The core zone will be centred around Maasmechelen, a municipality of 37,000 inhabitants known for its coalmining history. Maasmechelen nowadays also is well-known even across the border in the Netherlands for its Outlet Shopping Center (attracting over 2 million people a year): ‘Maasmechelen Village’ was constructed on the grounds of the former mine of Eisden.
I did not come to shop obviously, but to get a grasp of this potential WHS. For its natural values I prepared a visit to Hoge Kempen National Park. The park only exists since 2006, and commercial exploitation seems to be a big issue here too. There are 6 designated access points to the park, but most have been spiced up to include attractions such as dog parks, miniature golf courts or a planetarium. I eventually choose the ‘Mechelse Heide’. This is mostly heathland, where a few easy hiking trails have been laid out. I walked the 5.5km long blue route, which has distant views on a former sand and gravel quarry.
The site’s natural value is geological: here you can find river sediments of the last Ice Ages – sand, gravel, pebbles. This is said to be the best-kept example of glacial formation effects from that period in Europe. I cannot really say that my hike brought me closer to seeing, let alone understanding, this. There’s no interpretation along the trail, and most of it goes through a rather nondescript forest. I was even less successful at another access point, Station As. Here I followed a short trail that should reach the wall of a former gravel quarry where you can see the different deposits since the Ice Age. No “wall” was found by me however!
It’s a long story getting from the natural circumstances to the cultural landscape, which is the other pillar of this proposed WHS. Due to the sand and gravel, the agricultural value of this area was poor and it was mostly used for keeping cows and sheep. However, coal was discovered in the ground and the area was quickly turned around into an industrial economic system. This system came with changes in the landscape (slag heaps etc), migration from other parts of Europe and specific facilities such as housing for the miners. It even became the subject of 19th-century, Western European landscape painting (a favourite spot for plein air painting). This broad scope is reflected in the proposed criteria for inscription, and I can already see IUCN and ICOMOS lamenting about the lack of focus.

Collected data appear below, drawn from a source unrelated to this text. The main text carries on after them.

PR #2195, opened 2021-07-15
[Bug 1720218] Desktop Feature Usage Table

scholtzan:
This is a WIP for https://bugzilla.mozilla.org/show_bug.cgi?id=1720218

The desktop feature usage table is implemented as a SQL script to automatically `COALESCE` metric values based on eligible browser version defined in the metadata. There is also a step-by-step description of what it would take to add new metrics to the query.

The main question I have ([see as inline comment](https://github.com/mozilla/bigquery-etl/pull/2195#discussion_r670821744)) is how the metadata should be stored. I listed a few options that I could think of.

Depends on https://github.com/mozilla/bigquery-etl/pull/2194

Checklist for reviewer:


bigquery_etl/format_sql/tokenizer.py
```diff
@@ -438,6 +444,7 @@ class FieldAccessOperator(Operator):
     AngleBracketKeyword,
     SpaceBeforeBracketKeyword,
     ReservedKeyword,
+    ConcatenationOperator,
```
scholtzan, line 447: https://github.com/mozilla/bigquery-etl/pull/2194

sql/moz-fx-data-shared-prod/telemetry_derived/feature_usage_v2/script.sql
```diff
@@ -0,0 +1,760 @@
...
+      SELECT
+        [
+          STRUCT(
+            "pdf_viewer_time_to_view_ms_content" AS metric,
+            "38" AS min_version,
+            "INT64" AS `type`
+          ),
+          ("pdf_viewer_time_to_view_ms_content_count", "38", "INT64"),
+          ("pdf_viewer_doc_size_kb", "38", "INT64"),
+          ("pdf_viewer_doc_size_kb_content", "38", "INT64"),
```
scholtzan, line 30: How do we want to store the metadata (eligible browser versions, whether metrics are vetted)? I can think of a couple of options:

1. As common table expression (as it's implemented here). This would have the advantage of having this metadata live right beside the actual query. So if fields are to be added, fewer places need to be updated. The disadvantage is that information about which metrics have been vetted is not really accessible. We could add another `vetted` field here, but this wouldn't be accessible by other tools like Looker.
     * We could add `vetted` metadata to the field description. It would be nice if BigQuery had the option to add tags to columns, there are policy tags, but those aren't really intended for this use case.
2. Store this metadata in a separate table (e.g. `telemetry_derived.feature_usage_meta_v1`). This would make the metadata more accessible and the script here would pretty much work the same way (just need to remove the `version_metadata` temp table). The disadvantage I see is when adding new fields, we'd need to manually update that metadata table. I'm also not sure how Looker would be able to use the vetted information.
3. Track metadata in Google Sheets and connect sheet to BigQuery. Similar to option 2, we can connect a Google sheet to a BigQuery table that can be queried. This might make adding new metadata a little more convenient but still requires changes in multiple places.

sql/moz-fx-data-shared-prod/telemetry_derived/feature_usage_v2/script.sql
```diff
@@ -0,0 +1,760 @@
...
+        feature_usages f
+      LIMIT
+        1
+    ),
+    UNNEST(columns) column
+  LEFT JOIN
+    version_metadata
+  ON
+    metric = column
+);
```
scholtzan, line 760: This is where the magic happens to `COALESCE` metric values based on eligible browser version defined in the metadata.

irrationalagent:
Thanks so much for doing this Anna, I'll take a closer look tomorrow morning

jklukas (commented):
This is workable, but it may be a substantial problem for maintainability if adding new fields requires making code changes in sync in multiple different places.

I think this would be better modeled as a yaml configuration file that defines all the metric names alongside the SQL snippets used to define them, the minimum version, etc.. And then we'd have a python script that generates the final schema.yaml and the query.sql using a jinja template. It would implemented as a module under `bigquery_etl` that we'd hook into the `generate-sql` task.

What I'm proposing here is similar to the POC in https://github.com/mozilla/bigquery-etl/pull/1480 for generated usage_all_time queries.

Defining the metrics in a yaml file is the only way forward I see to really get all the per-metric configuration consolidated together in a single place. I guess it really depends on DS feedback about what looks like a reasonable interface to work with.

sql/moz-fx-data-shared-prod/telemetry_derived/feature_usage_v2/script.sql
irrationalagent: The immediate use case I had in mind for the `vetted` column was to indicate which metrics should and should not be visible in looker. 

In looker, there is the `hidden` field for measures that controls which can be seen, however I just did some looking around and it doesn't appear that this field can be set contingently (e.g. via a liquid variable). This means that for now (unless we build the look ml files with a script or something) a person will have to manually reference this field to know whether a particular measure should be exposed. Which means that option 1 will work for now.

If we BQ need a table with the metadata, maybe we can stick with this struct as a source of truth but write a small script that scrapes from it and updates the BQ table. That way the metadata only has to be changed in one place (this struct) but can still be accessed via BQ (naive suggestion, don't know how workable this really is).

sql/moz-fx-data-shared-prod/telemetry_derived/feature_usage_v2/script.sql
```diff
@@ -0,0 +1,760 @@
...
+-- for ineligible versions.
+-- For adding a new metric:
+-- (1) Add metadata to `version_metadata` for the new metric. Metadata is specified as a list of
+--   STRUCTs where `metric` specifies the column name for the new feature metric in the result table,
+--   `min_version` specifies the minimum eligible browser version and `type` the data type of the
+--   computed metric value.
+-- (2) Update `feature_usages` and specify the feature metric
+-- (3) Update the schema.yaml file and add the new field to the schema
+-- (4) Run `./bqetl query schema deploy telemetry_derived.feature_usage_v2 --force` to update the destination
+--   table schema.
```
irrationalagent, line 15: So I think I could personally manage this workflow, but my guess is that for broader usability people would find updating a yaml file more familiar. opinions from @SuYoungHong and @godelstheory welcome on this point.

I think the question is, if only data folks are going to be making updates here, then maybe this kind of workflow is OK (I'm talking purely based on the ergonomics). If the table is getting so much use that PMs want to be able to add their own metrics, then this workflow is likely going to be too involved. But, we don't have any evidence for that yet. 

That said, maybe there are technical benefits to taking the extra time to yaml-fy that I don't understand. For example, if it sets a precedent or creates res-usable code that can be used for similar tables in the future, then I would be all for that.

irrationalagent: Also, if I'm reading this correctly, if I go through this workflow and add a metric, then it will just be present for all dates after the first run of the ETL, correct? Its not going to automatically backfill previous dates, or will it?

scholtzan: I agree, having YAML files to configure the metrics DS is interested in probably would it make easier for DS to make updates. I'll see if there is a good generic path forward to support YAML files in bigquery-etl since we had some related use cases already. 

As for backfilling, previous dates are not going to automatically backfill in general. 
There are 2 recommended ways for performing a backfill:
* via `bqetl` command line tool: run `./bqetl query backfill telemetry_derived.feature_usage_v2 --start_date=<start> --end_date=<end>` locally
* or via the [Airflow Admin Backfill UI](https://workflow.telemetry.mozilla.org/admin/backfill/) (sometimes it's a bit flaky)

scholtzan:
Closed in favour of https://github.com/mozilla/bigquery-etl/pull/2202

On my way back home I drove via the garden quarter of Eisden, considered to be the most beautiful example of the Garden City concept on the European continent. This is not exactly a neighbourhood with homes for poor miners’ families. Spacious villas and public buildings were constructed in a leafy suburb. They’re now often converted into restaurants (and even a casino), or are in private use so that it felt a bit awkward to stop the car and take photos. There are a number of pretty buildings though, such as the huge ‘mining cathedral’, the parish house, the school and the house of a mining engineer.